Do you believe in premonitions and dreams coming true? Do you believe in ESP?
When I was young I could tell my parents exactly where things were when they lost them. Things I had no idea what were or should even have had knowledge of. Sometimes I can do it today- altho it never seems to be MY lost stuff I can do it with. I still have dreams that about half the time come true. That is one scary thing to live with all your life too. But on the other hand, it can be pretty calming and reassuring too.
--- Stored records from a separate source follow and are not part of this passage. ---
PR #32, opened 2021-03-05
Scheduled app fixes and improvements

oleksii-symon-corva-ai:
This PR contains changes, which were discovered as essential, while developing scheduled version of gamma-depth [dev-center-gamma-depth-python/pull/9](https://github.com/corva-ai/dev-center-gamma-depth-python/pull/9).

Changes:

1. Added Api.get_dataset method
2. Changed `ScheduledEvent.schedule_end` and `ScheduledEvent.schedule_start` type to int
3. Added validator for `ScheduledEvent.schedule_end` and `ScheduledEvent.schedule_start`, which casts timestamp from millisecond to seconds, if needed
4. Made `ScheduledEvent.schedule_end` field optional
5. Added `plugin.patch_scheduled.patch_runner` to fix and simplify scheduled app testing
6. Fixed `setup.py` `install_requires` version ranges, as `~=` is not supported yet [link](http://peak.telecommunity.com/DevCenter/setuptools#declaring-dependencies)


src/corva/api.py
```diff
@@ -126,3 +128,59 @@ def _validate_timeout(self, timeout: int) -> bool:
...
+        Raises:
+          requests.HTTPError: if some request was unsuccessful.
+
+        Returns:
+          all data from dataset.
+        """
+
+        result = []
+
+        for skip in itertools.count(0, limit):
```
ville, line 166: We should not do this to prevent users from killing API/Mongo. For example, WITS collection has millions of records per asset. Just make user to pass the limit, max is 10 000. User can make the loop if more is needed.

ville (changes requested):

src/corva/api.py
oleksii-symon-corva-ai: What do you think about using generator, so that users can loop over data easier, like following:

```python3
def get_dataset(
    self,
    provider: str,
    dataset: str,
    query: dict,
    sort: dict,
    limit: int,
    skip: int = 0,
    fields: Optional[str] = None,
) -> Iterator[List[dict]]:

    for loop_skip in itertools.count(skip, limit):
        response = self.get(
            f"/api/v1/data/{provider}/{dataset}/",
            params={
                "query": json.dumps(query),
                "sort": json.dumps(sort),
                "fields": fields,
                "limit": limit,
                "skip": loop_skip,
            },
        )
        response.raise_for_status()

        new_data = list(response.json())

        yield new_data

        if len(new_data) != limit:
            break
```

Usage example:

```python3
gen = api.get_dataset(
    provider="corva",
    dataset="dataset",
    query={"asset_id": 123},
    sort={"timestamp": 1},
    limit=1000,
)

# get a chunk of data
data = next(gen)

# get all data
all_data = list(gen)
```

ville: It's really, really rare occasion when you want to fetch more than 10 000 records.

oleksii-symon-corva-ai: Thanks, reworked the function

src/plugin.py
```diff
@@ -103,40 +122,72 @@ def test_stream(self: Corva, fn, event, *args, **kwargs):
...
+            # context.api is accessed two times in scheduled_runner:
+            #   1. To pass an Api instance to the user function.
+            #   2. To make a POST API call.
+            # Patch context.api to return Mock instance, when accessed the second time.
+            # This is needed for following reasons:
+            #   1. To avoid POSTing in user tests.
+            #   2. To avoid adding our POST mock to users Api instance.
+            type(context).api = mock.PropertyMock(
+                side_effect=[context.api, mock.Mock()]
+            )
```
finomayato, line 179: `type(context).api` looks like magic. Is there any other way to mock `api` property?

oleksii-symon-corva-ai: In this case, I don't think there is an alternative. https://stackoverflow.com/a/54441868

oleksii-symon-corva-ai:
> Mocking functionality in `src/plugin.py` looks very complex. Let's hope it won't break :)

True, maybe we will be able to somehow simplify it in the future

setup.py
```diff
@@ -35,11 +35,10 @@
     packages=setuptools.find_packages("src"),
     package_dir={"": "src"},
     install_requires=[
-        "fakeredis ~=1.4.5",
-        "pydantic ~=1.7.3",
-        "redis ~=3.5.3",
-        "requests ~=2.25.0",
-        "requests-mock ~=1.8.0",
+        "fakeredis >=1.4.5, <2.0.0",
+        "pydantic >=1.7.3, <2.0.0",
```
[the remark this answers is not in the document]
finomayato: got it, thanks

finomayato (approved):
Looks good

ville (approved):
LGTM

src/corva/models/scheduled.py
```diff
@@ -48,6 +54,23 @@ class ScheduledEvent(BaseEvent):
...
+
+        Casts Unix timestamp from millisecond to seconds, if provided timestamp is in
+          milliseconds.
+        """
+
+        try:
+            # the function will raise, if provided timestamp is in milliseconds,
+            # because the year will always be too big to fit into the datetime instance
+            datetime.utcfromtimestamp(v)
+        except ValueError:
```
jordanambra, line 69: There's no guarantee that the data is going to be an integer in milliseconds if it throws a ValueError, is there? I believe this will throw an OverflowError. It may also be better to just check if the timestamp is > the max possible timestamp.

src/corva/models/scheduled.py
```diff
@@ -48,6 +54,23 @@ class ScheduledEvent(BaseEvent):
...
+            v /= 1000  # cast value from milliseconds to seconds
```
jordanambra, line 70: I think you can cast the value to an int here only, right?

src/plugin.py
```diff
@@ -2,18 +2,28 @@
...
 def pytest_load_initial_conftests(args, early_config, parser):
-    """Sets test environment variables."""
+    """Sets test environment variables.
+
+    This hook is triggered before loading the packages being tested.
+    If packages contain global variables, that read from env,
+    they will be able to read env values set by this hook.
+
+    Why does this hook get triggered before loading the packages being tested?
+      Current file, that that contains the hook is registered as pytest plugin through
```
jordanambra, line 22:
```suggestion
      The current file that contains the hook is registered as a pytest plugin through
```

src/plugin.py
```diff
@@ -46,14 +56,14 @@ def corva_context(corva_patch):
 
 @contextlib.contextmanager
 def patch_redis_adapter():
-    """Allows testing Corva apps without running real redis server.
+    """Allows testing Corva apps without need to run real Redis server.
```
jordanambra, line 59:
```suggestion
    """Allows testing of Corva apps without running a real Redis server.
```

src/plugin.py
```diff
@@ -46,14 +56,14 @@ def corva_context(corva_patch):
...
 
-    Internally Corva uses Redis as cache. The fixture allows testing Corva apps
-    without running real redis server. It patches RedisAdapter to use fakeredis
-    instead of redis. fakeredis is a library that simulates talking to a real redis
-    server.
+    Internally Corva uses Redis as cache. This function patches RedisAdapter to use
+    fakeredis instead of redis. fakeredis is a library that simulates talking to a
+    real Redis server. This way the function allows testing Corva apps without running
+    real Redis server.
```
jordanambra, line 64:
```suggestion
    a real Redis server.
```

jordanambra (changes requested):
Looks pretty good, just a few minor questions

src/corva/models/scheduled.py
oleksii-symon-corva-ai: if value doesn't need cast from ms to sec and comes as float, it will be returned as float
so we make sure that return type is int, by casting it before returning

oleksii-symon-corva-ai: > I think you can cast the value to an int here only, right?

that is right. as our validation occurs after pydantic one and validator param `always=False`: we always get int as input. so if cast from ms to sec not needed, we can just return the value

src/corva/models/scheduled.py
oleksii-symon-corva-ai: Good idea, reworked the logic

oleksii-symon-corva-ai:
Did all the fixes, merging to proceed with other tasks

Once I had a dream- someone got hurt and I had to help them-in the dream I tried the wrong thing to help-and in the dream they ended up losing a finger because the wrong thing was done. Now, I'm the type of person who hates to leave things undone, so I did a bit of research and found out what should have been done.That dream came true a few months later and luckily I knew the right thing to do......They only have a small scar to show for it now.
Another dream......when my Grandmother had passed away, I was quite worried about her...."destination"- I had no idea if she had been "saved" or was even a religious person. I had a dream after about 6 months-(at least I think it was a dream)- and she was in my home when I got up one night to get a drink of water. We sat in the den and had a wonderful chat about all the times we had when I was growing up. I finally worked up the nerve to ask her what it was like where she was now and she just smiled and told me. She said for me not to worry- the place she was now is beautiful and serene- there was peace for her there and she was happy. There was no sorrow nor pain like here on earth and love abounded. She went into much greater detail, but I would like to keep those for myself- I know you understand.
Finally, she looked up and told me her time with me was almost gone and before light she had to return. I cried and hugged her and told her that I missed her and didn't want her to leave, but she just smiled and held me a long few moments and told me not to worry- we would see each other again when the time was right and then she turned and smiled at me and a light glowed dimly behind her and she seemed to fade into it. I have never worried about my grandmother again.
It's a scary thing to live with- The dreams that may or may not come true, always seeming to be "on call" in case something begins to happen that was in a dream and trying to remember what worked and what didn't. I know that no one would know if I just walked away like I didn't know what was about to take place, no one would have a clue and things would just happen "naturally"....but I would know....and what if I AM the element that is supposed to make the difference?
Could I live with myself if I just walked away?